Address Homelessness with the Urgency it Requires by:

  • Supporting implementation of American Rescue Plan programs, like Emergency Rental Assistance and the enhanced Child Tax Credit, that prevented families from housing loss and homelessness.
  • Reduced Veteran homelessness by 11 percent since 2020, the largest decline in Veteran homelessness in more than 5 years.
  • Organizing leaders from 105 communities across 31 states and territories and the District of Columbia to join House America. Collectively through House America, HUD and its partners are on track to achieve our collective goals to re-house 100,000 people and added 20,000 units of affordable housing to the pipeline.
  • Making $322 million in grants and 4,000 Stability Vouchers available in a first-of-its-kind package of resources to address unsheltered homelessness and homeless encampments, including funds set aside specifically to address homelessness in rural communities. HUD will award these funds in early 2023.

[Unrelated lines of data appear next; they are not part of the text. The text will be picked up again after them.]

PR #1256, opened 2023-03-27
Add an option to filter by genotype fields in GATK VariantFiltration

OtonicarJan:
## Checklist

    before non-breaking changes.
    commit(s).

### Processes ###

  can be performed).
  homepage and publication.

  tests).

### Tests ###


resolwe_bio/processes/variant_calling/gatk_variant_filtration.py
```diff
@@ -83,6 +83,29 @@ class Input:
...
+            "To filter by alternative allele depth, use the expression: "
+            "'vc.getGenotype('sample_name').getAD().1 < n",
+            required=False,
+        )
+        genotype_filter_name = ListField(
+            StringField(),
+            label="Names to use for the list of genotype filters",
+            description="Similar to the INFO field based expressions, but used on the FORMAT "
+            "(genotype) fields instead. Warning: filter names should be in the same order as "
+            "filter expressions. ",
```
AnzeLovse, line 106: Remove space after period.

resolwe_bio/processes/variant_calling/gatk_variant_filtration.py
```diff
@@ -83,6 +83,29 @@ class Input:
...
+            description="Similar to the INFO field based expressions, but used on the FORMAT "
+            "(genotype) fields instead. VariantFiltration will add the sample-level FT tag to "
+            "the FORMAT field of filtered samples (this does not affect the record's FILTER tag). "
+            "One can filter normally based on most fields (e.g. 'GQ < 5.0'), but the GT "
+            "(genotype) field is an exception. We have put in convenience methods so that "
+            "one can now filter out hets ('isHet == 1'), refs ('isHomRef == 1'), or homs "
+            "('isHomVar == 1'). Also available are expressions isCalled, isNoCall, isMixed, "
+            "and isAvailable, in accordance with the methods of the Genotype object."
+            "To filter by alternative allele depth, use the expression: "
+            "'vc.getGenotype('sample_name').getAD().1 < n",
```
AnzeLovse, line 98: Perhaps add what `sample_name` and `n` stand for `vc.getGenotype('sample_name').getAD().1 < n`. 

Also the example should end with `'` and the description with a period.

resolwe_bio/processes/variant_calling/gatk_variant_filtration.py
```diff
@@ -246,6 +289,29 @@ class Input:
...
```
AnzeLovse, line 304: Same as above.

resolwe_bio/processes/variant_calling/gatk_variant_filtration.py
```diff
@@ -246,6 +289,29 @@ class Input:
...
+            required=False,
+        )
+        genotype_filter_name = ListField(
+            StringField(),
+            label="Names to use for the list of genotype filters",
+            description="Similar to the INFO field based expressions, but used on the FORMAT "
+            "(genotype) fields instead. Warning: filter names should be in the same order as "
+            "filter expressions. ",
```
AnzeLovse, line 312: Same as above.

resolwe_bio/processes/variant_calling/gatk_variant_filtration.py
```diff
@@ -83,6 +83,29 @@ class Input:
...
+            StringField(),
+            label="Expressions used with FORMAT field to filter",
+            description="Similar to the INFO field based expressions, but used on the FORMAT "
+            "(genotype) fields instead. VariantFiltration will add the sample-level FT tag to "
+            "the FORMAT field of filtered samples (this does not affect the record's FILTER tag). "
+            "One can filter normally based on most fields (e.g. 'GQ < 5.0'), but the GT "
+            "(genotype) field is an exception. We have put in convenience methods so that "
+            "one can now filter out hets ('isHet == 1'), refs ('isHomRef == 1'), or homs "
+            "('isHomVar == 1'). Also available are expressions isCalled, isNoCall, isMixed, "
+            "and isAvailable, in accordance with the methods of the Genotype object."
```
AnzeLovse, line 96: Missing whitespace after period at the end.

resolwe_bio/processes/variant_calling/gatk_variant_filtration.py
```diff
@@ -246,6 +289,29 @@ class Input:
...
```
AnzeLovse, line 302: Same as above.

resolwe_bio/tests/processes/test_variant_calling.py
```diff
@@ -604,6 +623,23 @@ def test_variant_filtration(self):
             compression="gzip",
         )
 
+        filtering_multi_sample = self.run_process(
+            "gatk-variant-filtration",
+            {
+                "vcf": vcf_multi_sample.id,
+                "ref_seq": ref_seq.id,
+                "genotype_filter_expressions": ["AD.1 < 5"],
```
AnzeLovse, line 631: Is this an alternative to `vc.getGenotype('sample_name').getAD().1 < n`?

AnzeLovse: Thank you, `AD.1 < 5` seems more general.

jkokosar (approved):

PR #1272, opened 2023-05-17
Add listener command to query Feature objects

gregorjerse:
and use Redis to cache them

EXP-611

### DIFF
--- a/resolwe_bio/kb/listener_plugin.py
+++ b/resolwe_bio/kb/listener_plugin.py
@@ -1,8 +1,19 @@
 """Register knowledgebase tables in listener."""
+from typing import Tuple
+
 from django.contrib.auth import get_user_model
 from django.db.models import QuerySet
 
-from resolwe.flow.managers.listener.python_process_plugin import ExposeObjectPlugin
+from resolwe.flow.executors.socket_utils import Message, Response
+from resolwe.flow.managers.listener.listener import Processor
+from resolwe.flow.managers.listener.permission_plugin import ExposeObjectPlugin
+from resolwe.flow.managers.listener.plugin import (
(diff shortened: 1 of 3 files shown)


resolwe_bio/kb/listener_plugin.py
```diff
@@ -25,3 +31,75 @@ class ExposeMapping(ExposeObjectPlugin):
...
+
+    def handle_filter_features(
+        self,
+        data_id: int,
+        message: Message[str, str, list[str]],
+        manager: "Processor",
+    ) -> Response[list[int]]:
+        """Get the feature data based on the given identifiers."""
+        source, species, feature_ids, requested_fields = message.message_data
+        # Warning: the order of the fields must be the same as in the FeatureCache
```
dblenkus, line 66: Use that list to make sure this is kept in sync

resolwe_bio/kb/listener_plugin.py
```diff
@@ -25,3 +31,75 @@ class ExposeMapping(ExposeObjectPlugin):
...
+    name = "KnowledgeBase plugin"
+
+    def handle_filter_features(
+        self,
+        data_id: int,
+        message: Message[str, str, list[str]],
+        manager: "Processor",
+    ) -> Response[list[int]]:
+        """Get the feature data based on the given identifiers."""
+        source, species, feature_ids, requested_fields = message.message_data
```
dblenkus, line 65: What if there is more that one combination of source and species?

gregorjerse: Then user will have to perform more than one request. We have discussed this with Janez and he agreed on it.

dblenkus (approved):

PR #1276, opened 2023-06-20
Changed RNA-SeQC helper functions and tests

marcellevstek:
This pull request is intended to fix the conversion of UCSC type annotations to a suitable format for `collapse_annotation.py` script. The annotation should have a suitable gene>transcript>exon hierarchy.

    before non-breaking changes.
    commit(s).
* [X] All output fields have a value assigned to them.


resolwe_bio/processes/support_processors/rnaseqc_qc.py
```diff
@@ -102,13 +103,23 @@ def add_attributes(x):
         + df["gene_id"].astype(str)
     )
 
+    chromosome_order = df["chromosome"].unique().tolist()
```
romunov, line 106: Is this assuming the chromosome order in the annotation is in the correct (final) order, i.e. chr1, chr2... chrX, MT? What would happen, and do we care, if chromosomes are in some other order, i.e. chr1, chr10, chr11, chr2...?

docs/CHANGELOG.rst
```diff
@@ -16,10 +16,15 @@ Added
...
 -------
+- Change test files and modify test function for ``rnaseqc-qc`` process
+- Bump ``rnaseqc-qc`` process version
+- Rename ``filter_sense_rate`` to ``filter_rnaseqc_metrics`` in ``filter.py``
+  and add additional fields for filtering
 
 Fixed
 -----
-
+- Fix ``format_ucsc`` function in ``rnaseqc-qc`` process
```
romunov, line 26: The change is substantial, not just a bug fix. This also reflects in the version where the middle number was changed. I would moved this to `Changed` section. The message could be "Changed the ordering of exons in `format_ucsc` function of `rnaseq-qc` process".

romunov (changes requested):
The description of the PR is empty. Perhaps give a short description of why the change was necessary. Also, the PR title and commit message mention MultiQC, but I don't find any changes to this process, nor is there a mention of the change in the changelog.

Commit message seems a bit too vague. RNA-SeQC has already been added in the previous PR. This PR addresses the testing files and how UCSC annotations are handled. Consider making the commit message reflect that.

romunov (approved):

PR #1860, opened 2015-09-08
docs: update modal to reflect resolve/locals support, fixes #1845

### LINKED ISSUE #1845: Support resolve method for Modal controllers
I didn't see anything mentioned in the docs about this so sorry if it is already supported... Now that https://github.com/mgcrea/angular-strap/issues/728 has been resolved(which is awesome btw!) it would be nice to be able to specify a resolve property for the controller. Similar to how ui-router functions...

```
$modal({
  controllerAs: 'myCtrl',
  controller: 'MyCtrl',
  resolve: {
    dependency: function() {
      return data;
    }
  }
});
```

Without this there are only two ways to pass data into the controller that I can see. 1. attach things to the scope 2. inline the controller function so it has access to the same context as the function instantiating the modal.

I don't like #1 because we are trying to avoid attaching things $scope whenever possible. #2 is not great because it makes it ugly to test the controller. We typically put our controllers, services, etc. in their own file and require them in as needed - it would be nice to be able to test the controller in isolation.

ryanray:
https://github.com/mgcrea/angular-strap/commit/b272203f7704d2f66873d974beb20e4ac9fd4e7f added support for two awesome(IMO) features that aren't documented. `resolve` and `locals` allow you to pass data into your modal's controller so you can avoid passing things around on `$scope`. This simple PR adds those two definitions to the modal docs.

### DIFF
--- a/src/modal/docs/modal.demo.html
+++ b/src/modal/docs/modal.demo.html
@@ -180,6 +180,22 @@
           </td>
         </tr>
         <tr>
+          <td>resolve</td>
+          <td>object</td>
+          <td>false</td>
+          <td>
+            <p>Object containing dependencies that will be injected into the controller's constructor when all the dependencies have resolved. The controller won't load if the promise is rejected.</p>
+          </td>
+        </tr>
+        <tr>
+          <td>locals</td>
+          <td>object</td>
+          <td>false</td>
+          <td>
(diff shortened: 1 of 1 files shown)


mgcrea:
Thanks! Landed in 4655109.

PR #1867, opened 2015-09-15
fix(typehead): Render properly when only one object is matched

### LINKED ISSUE #1866: bs-typeahead does not render object correctly
See plunker for details http://plnkr.co/edit/NvYt2PT5XCYydId7DrXW?p=preview

The problematic line is 
``
if (values.length === 1 && values[0].value === newValue) return;
``
which is located in typeahead component scope.$watch(attr.ngModel) function

jukkasi:
Fixes #1866


mgcrea:
Thanks! Landed in 4506d0e.

PR #1884, opened 2015-09-24
fix($tooltip): close popovers on escape key

### LINKED ISSUE #1537: Close on Esc doesn't work for popovers
Hi,

As I understand from the docs, escape key should close popovers when keyboard option set to `true`.
I put together this plunkr (edited from docs) http://plnkr.co/edit/UbPXUdY3vCNyOdEjYw1A to try and use this option, and it doesn't work.
I set the keyboard to `true` but esc key doesn't close popover. The problem is that the popover never gets focus (tested `document.activeElement`) so doesn't catch the `keyup` event to close the popover.

idanen:
Fixes #1537

### DIFF
--- a/src/popover/popover.tpl.html
+++ b/src/popover/popover.tpl.html
@@ -1,4 +1,4 @@
-<div class="popover">
+<div class="popover" tabindex="-1">
   <div class="arrow"></div>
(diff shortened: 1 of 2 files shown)


mgcrea:
Thanks! Landed in 97203b2.

Issue #521, opened 2014-03-04
Compatibility with UI Bootstrap


jontayesp:
If I load the angular-strap module alongside the "ui.bootstrap" module, several javascript errors are reported and components do not work. Ideally, it would be great to mix and match the best components from both libraries.

The UI Bootstrap library can be found here: http://angular-ui.github.io/bootstrap/

ClearCloud8:
+1

siulung4073:
+1

ryancat:
+1

grepnull:
+1

Florelli:
Same as @jsanders here !

Restricting myself to version 2.1.6 of angular-strap and including only the modules of bootstrap.ui that I'm using solved the issue.

gaui:
+1. I'm using Angular-Strap in conjunction with UI-Bootstrap and having conflicts between $modal. Was there some solution to this?

ryancat:
@gaui We are having same issue here. For now there is no clean way to resolve this as angular is resolving injectable providers using a internal key-value pair based on names. Our temporarily solution is using a static angular ui bootstrap library, and duplicate the ```$modal``` provider with a new name ```$uimodal```. As long as angular strap loads after angular ui bootstrap, you can always use ```$modal``` for angular strap, and ```$uimodal``` for angular ui bootstrap. 

It's essentially not a good practice to use both library as they are not promising compatibility.

gaui:
@ryancat Not a viable solution. This makes it hard to upgrade ui-bootstrap.

All directives are prefixed with `bs` - why not factories/services also? So it would be `$bsModal` or something.

ryancat:
@gaui Even with bs prefix, conflicts may happen in the future of angular ui bootstrap. Angular team may also use bs prefix in their next version of library (I have seen on their github page but cannot find it now).

gaui:
@ryancat Yes but there is an obvious conflict currently. The `bs` prefix was just a suggestion, because they have it in their directives. It can be `as` or whatever, I don't care. I just don't want Angular-Strap to conflict with ui-bootstrap. :)

ryancat:
haha sure -- I was working on unifying our third party libraries used in our front end codebase. The ```modal``` provider is just one of that. We were using old version of angular strap and manually changed some code for date picker. Now it's impossible to upgrade it without regression, sigh...

gaui:
Hehe, that's exactly what I'm trying to avoid. :smile:

[...]

PR #1885, opened 2015-09-24
chore(gulp): rename all providers, add `compat` task to `build`

frapontillo:
Rename all providers in `compat` task.
Providers are automatically renamed from `whatever` to `bsWhatever` and from `$something` to `$bsSomething` in order to keep consistency.

The `compat` task has also been added to the series of tasks executed before `build` so that the releaser will always release a compat build alongside the main one.

Addresses #521


mgcrea:
Landed in d063b44. Released in `v2.3.3`.

Thanks!

PR #1887, opened 2015-09-25
fix(gulp): do NOT rename $$rAF

frapontillo:
I was probably drunk. :beer:


mgcrea:
Landed in 847d938. Thanks!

  • Expanding the Youth Homelessness Demonstration Program by awarding $84 million to an additional 17 communities to create youth-led coordinated systems for ending youth homelessness.

Made HUD Easier to Navigate So Our Help Reaches Those Who Need It Most by:

  • Taking the bold step of revising the Notice of Funding Opportunity (NOFO) template to reflect Secretary Fudge’s commitment to advancing racial equity.

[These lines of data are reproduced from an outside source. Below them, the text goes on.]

PR #1891, opened 2015-09-27
fix (dropdown): empty dropdown

### LINKED ISSUE #1890: dropdown: don't show dropdown element if it's empty
Hello,

I use dropdown directive in a dynamic menu where some of its element haven't submenu. Because it's dynamic, the template contains a bsDropdown directive for each element.

Unfortunately, the dropdown template is append for all elements in the menu, on trigger event.

See the [JS Fiddle example](http://jsfiddle.net/79a75zxe/).

I would like to don't show dropdown element if it's empty.

grrseguin:
Fixes #1890


mgcrea:
Thanks! Landed in 4e38b56.

Issue #1668, opened 2015-04-28
Datepicker field doesn't update correctly when ng-model-options has updateOn value


arteme:
Consider the following code:

``` html
<form ng-model-options="{ updateOn: 'blur' }">
    <input type="text" ng-model="model.text" name="text">
    <input type="text" ng-model="model.date" name="date" bs-datepicker>
</form>
```

When the form has no ng-model-options, then `model.date` scope variable is updated when the date is selected from the drop-down and `date` input field is updated too.

When the form has ng-model-options with `updateOn` value, then `model.date` scope variable is updated when the date is selected from the drop-down, but `date` input field is updated to reflect the previously selected value.

Here is a live example: http://plnkr.co/edit/Pbsvo1HpP0lHQPGHtWZQ?p=preview

Similar issue has been observed by someone else with a different `updateOn` value: http://stackoverflow.com/questions/27377085/angular-strap-datepicker-updateon-submit

joshrickert:
+1

Removed my updateOn configuration for now and it is behaving correctly again.

arteme:
I have an ugly hack for a work-around when using the form wuth `updateOn: 'blur'`. I have a watch on the model and in there I force the field re-render as:
```javascript
$('[name=date]').scope().ngModel.$render();
```

DavidGiffordJr:
I was able to correct this by modifying controller.$render of datepicker.js by setting $dateValue to $viewValue as I was seeing these were sometimes not the same.

 ```javascript
controller.$render = function() {
    // console.warn('$render("%s"): viewValue=%o', element.attr('ng-model'), controller.$viewValue);
    if (angular.isDate(controller.$viewValue)) { controller.$dateValue = controller.$viewValue; }
    element.val(getDateFormattedString());
};
```

gwin003:
I just ran into this exact issue last Friday. Any ETA on a merge?

strizzaflex:
+1 For a merge.

pgorley:
@DavidGiffordJr's code resolved the issue for me.  Is there any chance we could see this merged?

nhartner:
+1 for merge. I wasted a lot of time trying to figure out why the datepicker input field would show a stale value. And the workaround isn't pretty.

nhartner:
Cool. Apparently the devs don't care about a blatant bug that's been open for 2 years with a PR submitted with test cases.

PR #1901, opened 2015-10-02
fix(datepicker): updateOn blur fix

DavidGiffordJr:
Datepicker does not update displayed date to selected when using updateOn: 'blur' ngModelOptions setting

GitHub issue #1668


mgcrea:
Please provide a test-case

PR #1906, opened 2015-10-09
add phantomjs as dependency

just-boris:
NPM v3 does not install peer dependencies by default. `phantomjs` is a peer dependency of `karma-phantomjs-launcher`. SO, I can't run tests with NPM v3.

You can choose any version of it, but it should be mentioned into your package.json now.

Furthermore, see https://github.com/ng-tools/undertaker-lib-tasks/pull/1 this is another issue which doesn't allow me to build `angular-strap` with NPM v3

### DIFF
--- a/package.json
+++ b/package.json
@@ -44,6 +44,7 @@
     "karma-phantomjs-launcher": "^0.2.1",
     "karma-sauce-launcher": "^0.2.14",
     "ng-factory": "^1.0",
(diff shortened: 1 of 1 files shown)


just-boris:
Also I tested build on node.js v4, it works fine except this.

mgcrea:
Landed in 0c44d47c69a0d67c4d3d1e78ac07dd25701bbd1a.

PR #1911, opened 2015-10-14
[Doc]: add missed templateUrl to options

leftstick:
Since i found it was incorrect that `template can be provided as cache id`, it should the `templateUrl` option


mgcrea:
You should edit source files for docs:

`src/dropdown/docs/dropdown.demo.html`

PR #1921, opened 2015-10-21
feat(tooltip): Added exotic positions left-top, left-bottom, right-to…

lskramarov:
Hello, i'm added new exotic positions and test for it. In the near future I plan to put the automatic positioning for it and rework some code.


mgcrea:
Thanks! Landed in 2e53756.

PR #1927, opened 2015-10-27
Fix(bsSelect): bsSelect should rerender when values inside arrays changes

### LINKED ISSUE #1833: bs-select bs-options do not update when updating the $scope bs-options source option more than once
Having a problem figuring out why one can't update the displayed values in the bs-options more than once. You can edit one of the properties of a bs-option to be different, then edit the same bs-option again and the bs-option's value does not get updated in the display, but does get updated in the $scope. 

Please see the plunker:
http://run.plnkr.co/plunks/Ca69CM/

nickknissen:
Change bsSelect to deep watch bsOptions values.

Didn't know if this is a fix or a feature. So i decided to call it a fix. 
Will gladly rebase.

fixes #1833


mgcrea:
Thanks! Landed in ee9177d.

PR #216, opened 2023-09-01
feat: add minimal util-linux

frezbo:
Add a minimal util-linus tools. Only `fstrim` is enabled for now.


smira (commented):
does it install partially same libraries that already exist on the host?

frezbo:
> does it install partially same libraries that already exist on the host?

yes, I could drop `/lib` from the extension, but it's kind of hard like have to keep track of the files extension brings and the same ones present already on host.

smira:
> > does it install partially same libraries that already exist on the host?
> 
> yes, I could drop `/lib` from the extension, but it's kind of hard like have to keep track of the files extension brings and the same ones present already on host.

I thought we already install `util-linux` libraries, I'm more concerned about potential conflicts in the future with host/extension having same libraries

frezbo:
> > > does it install partially same libraries that already exist on the host?
> > 
> > 
> > yes, I could drop `/lib` from the extension, but it's kind of hard like have to keep track of the files extension brings and the same ones present already on host.
> 
> I thought we already install `util-linux` libraries, I'm more concerned about potential conflicts in the future with host/extension having same libraries

Okay, I've dropped all the lib that talos already ships (which was the same) and verified it works. I'll add a test suite to talos extensions suite.

smira (approved):

PR #218, opened 2023-09-01
feat: add xe-guest-utilities extension

casdr:
This adds a service extension for xe-guest-utilities. This daemon communicates with the Xen host to provide network and OS information.


virtualization/xe-guest-utilities/xe-guest-utilities.yaml
```diff
@@ -0,0 +1,17 @@
...
+container:
+  entrypoint: /usr/local/bin/xe-daemon
+  environment:
+  - PATH=/sbin:/usr/local/bin
+  security:
+    writeableRootfs: false
+    writeableSysfs: true
+  mounts:
+  # libs
+  - source: /lib
```
frezbo, line 11: what's using `/lib`?

frezbo: @casdr is this PR good to go?

casdr: @frezbo sorry for the late response, xe-daemon uses /lib/modules. I'll make this mount more explicit.

frezbo: I also guess this need a proper Xen host to test?

casdr: @frezbo I don't think there's another way to test this unfortunately.

frezbo: no worries, I will exclude this from the talos extensions test suite

frezbo:
I'll do some minor cleanups, like moving both qemu and xen guest agents into a single folder, otherwise good to go. Thanks :heart:

casdr:
@frezbo go ahead! Thank you too!

virtualization/xe-guest-utilities/xe-guest-utilities.yaml
```diff
@@ -0,0 +1,17 @@
+name: xe-guest-utilities
+container:
+  entrypoint: /usr/local/bin/xe-daemon
+  environment:
```
frezbo, line 4: this is probably not need as `/sbin` should be already in PATH

casdr: @frezbo sure! Send me the url and I'll test it for you.

The other binaries are utilities which can't/won't be used, so these aren't required. `xe-linux-distribution` might be interesting to include, but doesn't have support for Talos at the moment. I will look into adding this.

The [udev rule](https://github.com/xenserver/xe-guest-utilities/blob/master/mk/xen-vcpu-hotplug.rules) uses a shell, which won't work on Talos.

Currently the xe-guest-utilities functionality is limited mostly to having support for guest power actions. We're working on implementing more features (like network information) by removing the need of a shell.

frezbo: I'll sent an image link soon

frezbo: `ghcr.io/frezbo/xe-guest-utilities:8.3.0`

casdr: `xenstore` is also a CLI utility to interact with the store. This isn't required by `xe-daemon`.

I'm not the maintainer of xe-guest-utilities, but see what I can do :) I'll test your image ASAP.

casdr:
It turns out the following mount is required as well:

```
    - source: /dev/xen
      destination: /dev/xen
      type: bind
      options:
        - bind
        - rw
```

`xe-daemon` will communicate through `/dev/xen/xenbus`

frezbo:
> It turns out the following mount is required as well:
> 
> ```
>     - source: /dev/xen
>       destination: /dev/xen
>       type: bind
>       options:
>         - bind
>         - rw
> ```
> 
> `xe-daemon` will communicate through `/dev/xen/xenbus`

okay, can you try this image then: `ghcr.io/frezbo/xe-guest-utilities:sha256@028a45a9fc22d270b13845ed819d10e4fc10311220b316fabeccd9672a0ab402`

casdr:
Awesome, that works!

> Management agent detected

frezbo:
> Awesome, that works!
> 
> > Management agent detected

perfect, pushing my changes

frezbo (approved):

PR #224, opened 2023-09-11
chore: update pkgs

smira:
This is mostly to test buildkit 0.12.


Unix4ever (approved):

frezbo (approved):

smira:
@frezbo util-linux SHAs were wrong (cross-checked with pkgs)

PR #225, opened 2023-09-11
chore: add extensions catalog

smira:
Push the list of all images built for a specific version of extension to the `extensions` image. This way one can get a list of versions of extensions compatible with Talos version.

  • Launching a first-of-its-kind guide for state, local, and Tribal officials detailing HUD programs, resources, and tools available to support, preserve, and produce affordable homes and to develop thriving neighborhoods where families can enjoy economic security.
  • Announcing the formation of the Tribal Intergovernmental Advisory Committee (TIAC), bringing together senior HUD officials and Tribal Leaders to ensure the needs of Tribes are being met in how HUD programs and designed and implemented.
  • Assisted state and communities through the HHS-HUD Housing and Services Resource Center to support community living among people with disabilities and older adults by coordinating housing assistance and home-based supportive services.